*** Opening of DATA SECTION ***
PR #543, opened 2023-11-28
Add tuning flags for Open MPI and Intel MPI on SLES15 at NCCS

mathomp4:
This PR adds tuning flags from @wmputman to the run script. I've tested on at NCCS on both SLES12 with GCC and SLES15 with both GNU and Intel. It all seems to run and is zero-diff and faster...on SLES15. From my tests, the SLES12 GNU runs didn't seem to care.

Update with Release Opt numbers. Model Throughput after one day:

| Resolution | GCC OMPI | GCC OMPI BillOpts | % Speedup | Intel OMPI | Intel OMPI BillOpts | % Speedup | Intel IMPI PSM3 BillOpts |
|------------|----------|-------------------|-----------|------------|---------------------|-----------|---------------------|
| C48        | 387.680  | 480.564           | 24.0%     | 403.743    | 492.221             | 21.9%     | 433.975             |
| C90        | 175.941  | 197.498           | 12.3%     | 187.863    | 190.202             | 1.2%      | 180.264              |
| C180       | 110.219  | 143.396           | 30.1%     | 110.357    | 133.148             | 20.7%     | 136.491               |
| C360       | 74.953   | 106.711           | 42.4%     | 71.812     | 99.364              | 38.4%     | 106.590               |
| C720       | 48.248   | 72.521            | 50.3%     | 45.981     | 69.484              | 51.1%     | 77.853               |

ETA: There is a semi-companion PR here: https://github.com/GEOS-ESM/GMAO_Shared/pull/338 but so far in testing, it makes runs slower when combined with this one.

Next steps:

- [x] Can we use these options on SLES12 with Open MPI?
- [ ] Do these options help the LDAS as well? (cc @weiyuan-jiang)


mathomp4:
Updates. I can confirm that the Open MPI settings do help. I'm doing some runs now, but it seems quite good.

But, the Intel MPI jobs all fail with these options. Even C90 falls apart. I don't know if that's just Intel MPI on the system or what.

wmputman:
Intel MPI issue is this option: setenv UCX_TLS "^ud,ud:aux"

I used that to disable UD communication, if you remove this you should be able to run, but likely will get random UD errors during execution

mathomp4:
> Intel MPI issue is this option: setenv UCX_TLS "^ud,ud:aux"
> 
> I used that to disable UD communication, if you remove this you should be able to run, but likely will get random UD errors during execution

Ahh. Okay. Let me try that!

mathomp4:
I've pushed an update to use the PSM3 provider and it does seem to make Intel MPI stable up to C720.

I've updated the table in the main comment as well

sdrabenh (approved):

mathomp4:
Mentioning @sshakoor1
*** Close of DATA SECTION ***
EXERCISE PROMPT:
Copy the entries above exactly, so that each line matches the original.

TASK OUTPUT:
PR #543, opened 2023-11-28
Add tuning flags for Open MPI and Intel MPI on SLES15 at NCCS

mathomp4:
This PR adds tuning flags from @wmputman to the run script. I've tested on at NCCS on both SLES12 with GCC and SLES15 with both GNU and Intel. It all seems to run and is zero-diff and faster...on SLES15. From my tests, the SLES12 GNU runs didn't seem to care.

Update with Release Opt numbers. Model Throughput after one day:

| Resolution | GCC OMPI | GCC OMPI BillOpts | % Speedup | Intel OMPI | Intel OMPI BillOpts | % Speedup | Intel IMPI PSM3 BillOpts |
|------------|----------|-------------------|-----------|------------|---------------------|-----------|---------------------|
| C48        | 387.680  | 480.564           | 24.0%     | 403.743    | 492.221             | 21.9%     | 433.975             |
| C90        | 175.941  | 197.498           | 12.3%     | 187.863    | 190.202             | 1.2%      | 180.264              |
| C180       | 110.219  | 143.396           | 30.1%     | 110.357    | 133.148             | 20.7%     | 136.491               |
| C360       | 74.953   | 106.711           | 42.4%     | 71.812     | 99.364              | 38.4%     | 106.590               |
| C720       | 48.248   | 72.521            | 50.3%     | 45.981     | 69.484              | 51.1%     | 77.853               |

ETA: There is a semi-companion PR here: https://github.com/GEOS-ESM/GMAO_Shared/pull/338 but so far in testing, it makes runs slower when combined with this one.

Next steps:

- [x] Can we use these options on SLES12 with Open MPI?
- [ ] Do these options help the LDAS as well? (cc @weiyuan-jiang)


mathomp4:
Updates. I can confirm that the Open MPI settings do help. I'm doing some runs now, but it seems quite good.

But, the Intel MPI jobs all fail with these options. Even C90 falls apart. I don't know if that's just Intel MPI on the system or what.

wmputman:
Intel MPI issue is this option: setenv UCX_TLS "^ud,ud:aux"

I used that to disable UD communication, if you remove this you should be able to run, but likely will get random UD errors during execution

mathomp4:
> Intel MPI issue is this option: setenv UCX_TLS "^ud,ud:aux"
> 
> I used that to disable UD communication, if you remove this you should be able to run, but likely will get random UD errors during execution

Ahh. Okay. Let me try that!

mathomp4:
I've pushed an update to use the PSM3 provider and it does seem to make Intel MPI stable up to C720.

I've updated the table in the main comment as well

sdrabenh (approved):

mathomp4:
Mentioning @sshakoor1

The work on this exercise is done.